If there is not already a contributors field, then the contributors field will be set to the contents of the AUTHORS file, split by lines, and parsed.

bindings.gyp

If a bindings.gyp file exists, and there is not already a scripts.install field, then the scripts.install field will be set to node-gyp rebuild.

index.js

If the json file does not exist, but there is a index.js file present instead, and that file has a package comment, then it will try to parse the package comment, and use that as the data instead.

A package comment looks like this:

/**package
 * { "name": "my-bare-module"
 * , "version": "1.2.3"
 * , "description": "etc...." }
 **/

// or...

/**package
{ "name": "my-bare-module"
, "version": "1.2.3"
, "description": "etc...." }
**/

The important thing is that it starts with /**package, and ends with **/. If the package.json file exists, then the index.js is not parsed.

{directories.man}/*.[0-9]

If there is not already a man field defined as an array of files or a single file, and there is a directories.man field defined, then that directory will be searched for manpages.

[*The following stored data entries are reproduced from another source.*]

PR #15412, opened 2022-07-19
feat: front-end support for exporting presentations with annotations

JoVictorNunes:
### What does this PR do?

Implements the UI part for the new presentation exporting feature.

#### Presentation uploader modal

- The 'Enable presentation download' got replaced by the new 'Send to chat' button.
- That button will be disabled during the exporting process.

#### Toast

- A toast to indicate which presentations are being exported at the moment.

Screenshot from 2022-07-19 16-41-38

#### Chat

- A message shows up in the chat, which contains the download link.

### Closes Issue(s)

None I know of.

### Motivation

n/a

### More

Making use of the amazing work made by @danielpetri1 in https://github.com/bigbluebutton/bigbluebutton/pull/14562.

~~Note: Currently, the `bbb-html5` client doesn't receive the `NewPresAnnFileAvailableMsg` event from `akka-apps`. So, we must tweak `akka-apps` so that it sends such event for `bbb-html5`. Then, we can merge this PR. Maybe @gustavotrott or @GuiLeme can help with that.~~ Fix was sent in https://github.com/JoVictorNunes/bigbluebutton/pull/4 (thanks a lot @gustavotrott)


danielpetri1:
Astounding work @JoVictorNunes! 👏👏
Let's merge this together with #15326 to have a few extra patches before shipping. Maybe we should hide the button if PDF export was disabled as in #15367? Maybe @gustavotrott give some pointers on that.

schrd:
Does that mean that the download link will scroll away as new chat messages are arriving?

JoVictorNunes:
> Does that mean that the download link will scroll away as new chat messages are arriving?

Yes.

JoVictorNunes:
Thanks, @gustavotrott, for tweaking the `akka` app.

gustavotrott:
image
is it possible to align the "Download" title with the "Send to chat" button? cause it seems weird to have the trash icon bellow this title...

Actually the title "Current presentation" also doesn't make sense to be placed in the left! I think the right placement should be above the "Current" label. Or remove this title instead.
image

maybe if it was possible to move both titles "Current presentation" and "Download" to inside the table it would be easier to align with the right column.

bigbluebutton-html5/imports/api/presentations/server/handlers/presentationExport.js
```diff
@@ -0,0 +1,21 @@
...
+  check(body, Object);
+  check(meetingId, String);
+
+  const { fileURI } = body;
+
+  check(fileURI, String);
+
+  const fileURL = new URL(fileURI);
+  const path = fileURL.pathname;
+  const presentationId = path.split('/')[5];
```
gustavotrott, line 15: @danielpetri1, is it possible to include the `presId` within the body of `NewPresAnnFileAvailableMsg` msg? then we can remove this tweak later.

gustavotrott:
It seems to not be working with two exportations simultaneously!

https://user-images.githubusercontent.com/5660191/180239672-1a441e98-4265-4aba-a8d9-e1b06164d700.mp4

JoVictorNunes:
> image is it possible to align the "Download" title with the "Send to chat" button? cause it seems weird to have the trash icon bellow this title...
> 
> maybe if it was possible to move both titles "Current presentation" and "Download" to inside the table it would be easier to align with the right column.

Fixed!

bigbluebutton-html5/imports/api/presentations/server/methods/exportPresentationToChat.js
```diff
@@ -0,0 +1,56 @@
+import RedisPubSub from '/imports/startup/server/redis';
+import { check } from 'meteor/check';
+import { extractCredentials } from '/imports/api/common/server/helpers';
+import Logger from '/imports/startup/server/logger';
+import setPresentationExporting from '/imports/api/presentations/server/modifiers/setPresentationExporting';
+import Presentations from '/imports/api/presentations';
+
+const EXPORTING_THRESHOLD = 60000;
```
danielpetri1, line 8: There is an open PR that improves the conversion speed, but let's conservatively assume 1 second/slide nonetheless for large slides with high resolution images. BBB's default max is 200 I believe -- tried with one that took 1min18s to convert and the toast disappeared (but the link still showed in chat!)

bigbluebutton-html5/imports/api/presentations/server/methods/exportPresentationToChat.js
```diff
@@ -0,0 +1,56 @@
...
+      });
+
+      timeoutRef = Meteor.setTimeout(() => {
+        observer.stop();
+        setPresentationExporting(meetingId, presentationId, { isRunning: false, error: true });
+      }, EXPORTING_THRESHOLD);
+    };
+
+    setPresentationExporting(meetingId, presentationId, { isRunning: true, error: false });
+    setObserver();
```
danielpetri1, line 50: Would it be possible to re-use the original presentation conversion progress messages if we sent them out from the bbb-export-annotations instead to leverage the completion % in the toast that gets shown here?

bigbluebutton-html5/public/locales/en.json
```diff
@@ -230,7 +230,13 @@
     "app.presentation.presentationToolbar.goToSlide": "Slide {0}",
     "app.presentation.placeholder": "There is no currently active presentation",
     "app.presentationUploder.title": "Presentation",
-    "app.presentationUploder.message": "As a presenter you have the ability to upload any office document or PDF file.  We recommend PDF file for best results. Please ensure that a presentation is selected using the circle checkbox on the right hand side.",
+    "app.presentationUploder.message": "As a presenter you have the ability to upload any office document or PDF file.  We recommend PDF file for best results. Please ensure that a presentation is selected using the circle checkbox on the left hand side.",
+    "app.presentationUploader.exportHint": "Selecting \"Send to chat\" will provide users with a downloadable link with annotations in public chat.",
+    "app.presentationUploader.exportToastHeader": "Downloading to chat ({0} item)",
+    "app.presentationUploader.exportToastHeaderPlural": "Downloading to chat ({0} items)",
```
danielpetri1, line 236: Minor and subjective suggestion, but since we have "Send to chat" before we could have "Sending to chat" here. Personally I like "Share/sharing with chat" the most :)

bigbluebutton-html5/imports/api/presentations/server/methods/exportPresentationToChat.js
```diff
@@ -0,0 +1,56 @@
...
+    const { meetingId, requesterUserId } = extractCredentials(this.userId);
+
+    check(meetingId, String);
+    check(requesterUserId, String);
+    check(presentationId, String);
+
+    const payload = {
+      presId: presentationId,
+      allPages: true,
+      pages: [],
```
danielpetri1, line 25: Just pointing out that there is already functionality supported here to pass arbitrary page numbers. Something to keep in mind for BBB 2.7 design iterations

danielpetri1 (commented):
Looks good to me! Great stuff. Tested and encountered the same issues as Gustavo, but the fixes for them should be on the backend as it was not clear how the UI would look like at the time. So it is only taking the current presentation. Still need to investigate how big of a change that entails.

bigbluebutton-html5/imports/api/presentations/server/handlers/presentationExport.js
danielpetri1: It is, should be a small change.

gustavotrott (approved):
LGTM!

bigbluebutton-html5/imports/api/presentations/server/methods/exportPresentationToChat.js
JoVictorNunes: Great idea, it's totally possible I think!

bigbluebutton-html5/imports/api/presentations/server/methods/exportPresentationToChat.js
JoVictorNunes: I did a new iteration on it. Maybe you might want to take a look at https://github.com/bigbluebutton/bigbluebutton/pull/15412/commits/07434d238c2138aea7473280c91c52f3054a349e.

danielpetri1 (approved):
Nice work, looks good to me too! I'll just add the changes to include the presId in the body of the `NewPresAnnFileAvailable` message along the fix for the current issue.

We can revisit this later, but the timeout may also be way too long. In my understanding this means that a 200 page PDF would only be able to be re-exported after 200 minutes in case something fails.

bigbluebutton-html5/imports/api/presentations/server/methods/exportPresentationToChat.js
danielpetri1: Awesome, really like that it relies on the number of presentation pages

bigbluebutton-html5/imports/api/presentations/server/handlers/presentationExport.js
danielpetri1: Done in the PR linked below

JoVictorNunes:
> We can revisit this later, but the timeout may also be way too long. In my understanding this means that a 200 page PDF would only be able to be re-exported after 200 minutes in case something fails.

Yeah this is something that we will have to revisit and discuss later. It would be great if we could send out error messages from `akka` as well. That way we wouldn't need that timeout mechanism.

more-zamani:
Hi
Thanks to deploy this feature. It's useful, but it has a problem. I've just tested it and I found when I click the download link for the first time, nothing happens, and by second click, IDM download box appears but the page reload and I must re-join to the class.
I hope you fix this small problem.
Thanks.

Issue #14691, opened 2022-03-29
Smart layout doesn’t fit the screen best with screensharing


einhirn:
**Describe the bug**
When a user starts screensharing, smart layout doesn’t recognize the resolution of shared window properly. The layout is always top/bottom even when the shared window is not wide. There is no change if the user hides the chat and the participant list. When the user switches to custom layout and back to smart layout the resolution of screensharing video is recognized and the layout is okay.   

**To Reproduce**
1.     Join a meeting with user A and B and set layout to smart layout
2.     User A starts screensharing with a slim window
3.     User B gets a top/bottom screen layout
4.     User B switches to custom layout and back to smart layout
5.     User B gets a left/right screen layout  

**Expected behavior**
When a user starts screensharing the smart layout fits the screen best for all users

**Actual behavior**
The shared screen is always displayed under the webcam areas 

**BBB version:**
2.4.4

antobinary:
Thanks for reporting this!
As far as I know, if a window(or tab) is shared, rather than screen, the dimensions of the screenshare area may actually change during the sharing. I am not sure if attempting to adjust the layout during such session would be desired. I wonder if @prlanzarin or @ramonlsouza would like to comment...

prlanzarin:
> Thanks for reporting this! As far as I know, if a window(or tab) is shared, rather than screen, the dimensions of the screenshare area may actually change during the sharing. I am not sure if attempting to adjust the layout during such session would be desired. I wonder if @prlanzarin or @ramonlsouza would like to comment...

Well, it's definitely not a bug as it arbitrarily fills the presentation area with "letterboxing" by design - so rather a feature request.

Probably could be done by hooking into the `resize` event of the HTMLMediaElement playing the screen stream and then shoving that into a tracker of sorts that outputs the element's width and height for the layout to consume.
I'm not sure it's worth the trouble. If it's guaranteed to have no performance drawbacks and doesn't make the client UI jumpy somehow, I don't think I would oppose.

einhirn:
Thanks for your thoughts on this, of course antobinary is right that a size change could happen at any time. But that's not what I was talking about:

Usually a presenter does not change the size of the shared window during the presentation. Therefore, this probably does not have to be permanently checked and the layout adjusted. I only ask that the size of the shared screen or window is determined at the beginning of the sharing and that the layout (in Smart Layout mode) is optimised for it, as it happens when switching to a new PDF presentation.
[...]

PR #15424, opened 2022-07-21
fix(layout): set external-video/screen share initial states on all layouts

prlanzarin:
### What does this PR do?

- [fix(layout): set external-video/screen share initial states on all layouts](https://github.com/bigbluebutton/bigbluebutton/commit/8f77f4cd1f12ff5f1460253f028c659b81adba22)
  * This commit guarantees those features are taken into account when
  populating initial input states for Focus On*/Custom layouts.

### Closes Issue(s)

None

### Motivation

Only smart layout takes screen sharing/external video states in account
when populating its initial state. The others don't, and that causes
some weird issues when switching back-and-forth between layout types due
to their input states becoming inconsistent - ie having an active screen
sharing and transitioning from Smart to a buggy layout would mark screen sharing
as false and pollute its state for subsequent layouts. 

A practical example of this issue: smart layout isn't "idempotent"
after switching between custom and smart a couple of times even
if all elements in the UI remained with the same sizes.

### More

n/a

### DIFF
--- a/bigbluebutton-html5/imports/ui/components/layout/layout-manager/customLayout.jsx
+++ b/bigbluebutton-html5/imports/ui/components/layout/layout-manager/customLayout.jsx
@@ -183,6 +183,12 @@ const CustomLayout = (props) => {
           cameraDock: {
             numCameras: cameraDockInput.numCameras,
           },
+          externalVideo: {
+            hasExternalVideo: input.externalVideo.hasExternalVideo,
+          },
+          screenShare: {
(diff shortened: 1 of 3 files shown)


prlanzarin:
Actually this fixes the idempotence problem described in https://github.com/bigbluebutton/bigbluebutton/issues/14691 (Smart -> Custom -> Smart)

ramonlsouza (approved):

Any valid manpages found in that directory will be assigned to the man array, and installed in the appropriate man directory at package install time, when installed globally on a Unix system.

{directories.bin}/*

If there is not already a bin field defined as a string filename or a hash of <name> : <filename> pairs, then the directories.bin directory will be searched and all the files within it will be linked as executables at install time.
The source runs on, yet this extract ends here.